Inequality 2: $y \geq x^2 - x - 6$

This is where things get a little more interesting. We're dealing with a quadratic inequality. The equation $y = x^2 - x - 6$ represents a parabola. The inequality $y \geq x^2 - x - 6$ means we want the region above (or on) this parabola. To sketch this, we'll first need to understand the parabola itself. We need to find its roots, vertex, and general shape. Knowing these key features will help us accurately represent the parabola and shade the correct region. This inequality adds a curved boundary to our region, making the problem a bit more complex but also more fun!

Sketching the Region

Now, let's put these two inequalities together and sketch the region they define. This involves drawing the boundaries and shading the appropriate area. Visualizing the region is a key step in understanding the constraints of the problem. The intersection of the two regions defined by the individual inequalities will give us the final region we are interested in. This region contains all the points that satisfy both conditions simultaneously. Accurately sketching this region allows us to identify the points where we need to find the minimum value of y. The sketch will also give us a visual confirmation of our algebraic solutions, ensuring that we have correctly interpreted the inequalities.

Step 1: Sketch the Line $y = 0$

This is just the x-axis. Draw a horizontal line along the x-axis. Remember, since we have $y \leq 0$, we will eventually shade the region below this line.

Step 2: Sketch the Parabola $y = x^2 - x - 6$

To sketch the parabola, we need to find a few key points:

• Roots (x-intercepts): Set $y = 0$ and solve for x: $x^2 - x - 6 = 0$. Factoring, we get $(x - 3)(x + 2) = 0$, so the roots are $x = 3$ and $x = -2$. This means the parabola crosses the x-axis at these two points. These points are crucial for understanding the parabola's position on the graph.
• Vertex: The x-coordinate of the vertex is given by $x_v = -b / (2a)$, where $a = 1$ and $b = -1$ in our quadratic equation. So, $x_v = -(-1) / (2 * 1) = 1/2$. Now, find the y-coordinate of the vertex by plugging $x_v$ back into the equation: $y_v = (1/2)^2 - (1/2) - 6 = 1/4 - 1/2 - 6 = -25/4 = -6.25$. So, the vertex is at $(1/2, -6.25)$. The vertex is the lowest (or highest) point on the parabola and is essential for drawing an accurate curve.

Now, plot the roots and the vertex on your graph. Sketch the parabola passing through these points. Since the coefficient of $x^2$ is positive, the parabola opens upwards. This means it has a minimum point at the vertex. Make sure your parabola looks symmetrical and smooth.

Step 3: Shade the Region

Now, we need to shade the correct region based on our inequalities.
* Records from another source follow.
PR #3395, opened 2024-03-18
Fix enabling/disabling of ctrl-o in commit message panel

stefanhaller:
- **PR Description**

This fixes two minor regressions introduced in #3097 related to commands that open a commit message panel but don't set an onSwitchToEditor function (an example is the commit message panel that appears when moving a custom patch to a new commit):
- the "Press <c-o> to open menu" hint was hidden. That's wrong, it is still possible to open the menu in this case. (And it still worked, we just wouldn't show the hint.)
- invoking the "open in editor" menu item would silently do nothing. Now we set a DisabledReason for the item in this case.


jesseduffield (approved):
Nice one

• For $y \leq 0$, shade the region below the x-axis.
• For $y \geq x^2 - x - 6$, shade the region above the parabola.

The region that satisfies both inequalities is the area that is both below the x-axis and above the parabola. This will be the area enclosed between the parabola and the x-axis, below the x-axis. This is our target region! Make sure the shading clearly indicates the area that satisfies both inequalities. The intersection of the shaded regions is the graphical representation of the solution set.
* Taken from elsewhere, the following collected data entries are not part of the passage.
Issue #4634, opened 2025-06-11
branch named "stash" requires special handling


phanirithvij:
**Describe the bug**

When there is a branch named `stash` in the git repo, whenever accessing the git stash feature via lazygit these warning/errors are shown

```
warning: refname 'stash' is ambiguous.
warning: refname 'stash' is ambiguous.
warning: refname 'stash' is ambiguous.
```

When I try to pop via the g key I get a failure `error: 'stash@{0}' is not a stash reference`

**To Reproduce**

```
git init
git checkout -b stash
echo "some content" > some.txt

lazygit
# then add and stash some.txt, then try to pop the stash
```

**Expected behavior**

Should work ideally

**Version info:**
_lazygit build source=nix, version=0.52.0, os=linux, arch=amd64, git version=2.49.0_
_git version 2.49.0_

**Additional context**

another project which fixed it
https://github.com/lint-staged/lint-staged/issues/905
https://github.com/lint-staged/lint-staged/pull/906/files

PR #4641, opened 2025-06-13
Fix stash operations when branch named 'stash' exists

ChrisMcD1:
- **PR Description**

Pretty basic fix, didn't seem to have any complications. I basically just grepped for `stash{` and all of the references seemed like they could benefit from the addition. I only added the refs/ prefix to the FullRefName() method to align with other similar methods, and to make this change not impact any user facing modals. I added one integration test for the super obvious failure behavior. I didn't feel that it was worth it to create duplicate integration tests for the other behaviors of drop, apply, pop, etc. I did manually test them though. If interested, I could add the creation of the `stash` branch to all the existing tests of stash behavior, just to prove they continue to work under those conditions. I just didn't do that on the first pass cause I could see how that could take away from the core behavior the tests are trying to demonstrate.

Fixes: https://github.com/jesseduffield/lazygit/issues/4634

### DIFF
--- a/pkg/gui/controllers/stash_controller.go
+++ b/pkg/gui/controllers/stash_controller.go
@@ -187,7 +187,7 @@ func (self *StashController) postStashRefresh() error {
 }
 
 func (self *StashController) handleNewBranchOffStashEntry(stashEntry *models.StashEntry) error {
-	return self.c.Helpers().Refs.NewBranch(stashEntry.RefName(), stashEntry.Description(), "")
+	return self.c.Helpers().Refs.NewBranch(stashEntry.FullRefName(), stashEntry.Description(), "")
 }
 
 func (self *StashController) handleRenameStashEntry(stashEntry *models.StashEntry) error {
--- a/pkg/commands/git_commands/stash.go
+++ b/pkg/commands/git_commands/stash.go
@@ -32,21 +32,21 @@ func (self *StashCommands) DropNewest() error {
 }
 
 func (self *StashCommands) Drop(index int) error {
-	cmdArgs := NewGitCmd("stash").Arg("drop", fmt.Sprintf("stash@{%d}", index)).
+	cmdArgs := NewGitCmd("stash").Arg("drop", fmt.Sprintf("refs/stash@{%d}", index)).
 		ToArgv()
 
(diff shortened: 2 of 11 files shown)


pkg/gui/controllers/stash_controller.go
```diff
@@ -187,7 +187,7 @@ func (self *StashController) postStashRefresh() error {
 }
 
 func (self *StashController) handleNewBranchOffStashEntry(stashEntry *models.StashEntry) error {
-	return self.c.Helpers().Refs.NewBranch(stashEntry.RefName(), stashEntry.Description(), "")
+	return self.c.Helpers().Refs.NewBranch(stashEntry.FullRefName(), stashEntry.Description(), "")
```
ChrisMcD1, line 190: The Description is what is actually presented to the user, so we see no changes by using the FullRefName here.

stefanhaller:
Looks great.

I do think it would be good to have a little more test coverage, and simply creating a "stash" branch in some of the existing tests sounds good to me for that. Maybe not all of them, but the most basic ones; from a cursory look, it looks like all those who don't have an underscore in their name would be good candidates.

ChrisMcD1:
Alrighty, fixup pushed with those changes!

Btw, I've been noticing that a mix of integration tests execute the setup commands as:
```go
shell.Foo()
shell.Bar()
```
and other execute them as
```go
shell.
  Foo().
  Bar()
```

Do we have a preference/intention behind either of these approaches going forward? And would you like me to make a PR standardizing their usage across the code base?

stefanhaller:
> Alrighty, fixup pushed with those changes!

Nice, thanks. Merging.

> Btw, I've been noticing that a mix of integration tests execute the setup commands as:
> 
> ```go
> shell.Foo()
> shell.Bar()
> ```
> 
> and other execute them as
> 
> ```go
> shell.
>   Foo().
>   Bar()
> ```
> 
> Do we have a preference/intention behind either of these approaches going forward? And would you like me to make a PR standardizing their usage across the code base?

I've noticed this too. It doesn't bother me much, and I couldn't say which version I prefer. For new tests I've been using both styles in the past, depending on which existing tests I was copy/pasting from. 😄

Finding the Smallest Value for y

Okay, we've got our region sketched. Now, where is the smallest y value in this region? Remember, we're looking for the lowest point within the shaded area. Think about it – where does the parabola reach its lowest point within our region?

The lowest point on the parabola is its vertex. We already found the vertex to be at $(1/2, -6.25)$. Since this point lies within our shaded region (it's below the x-axis and on or above the parabola), the smallest value for y in the region is the y-coordinate of the vertex. Therefore, the smallest value for y is $-6.25$ or $-25/4$.

Conclusion:

So, to wrap it all up, we sketched the region defined by $y \leq 0$ and $y \geq x^2 - x - 6$, and we found that the smallest value for y within that region is $-6.25$. Not too shabby, right? Remember, the key is to understand the inequalities, sketch the boundaries, shade the correct region, and then look for the extreme points within that region. Keep practicing, and you'll become a pro at these types of problems! Understanding how to solve and visualize these types of problems is key to succeeding in optimization and other mathematical fields.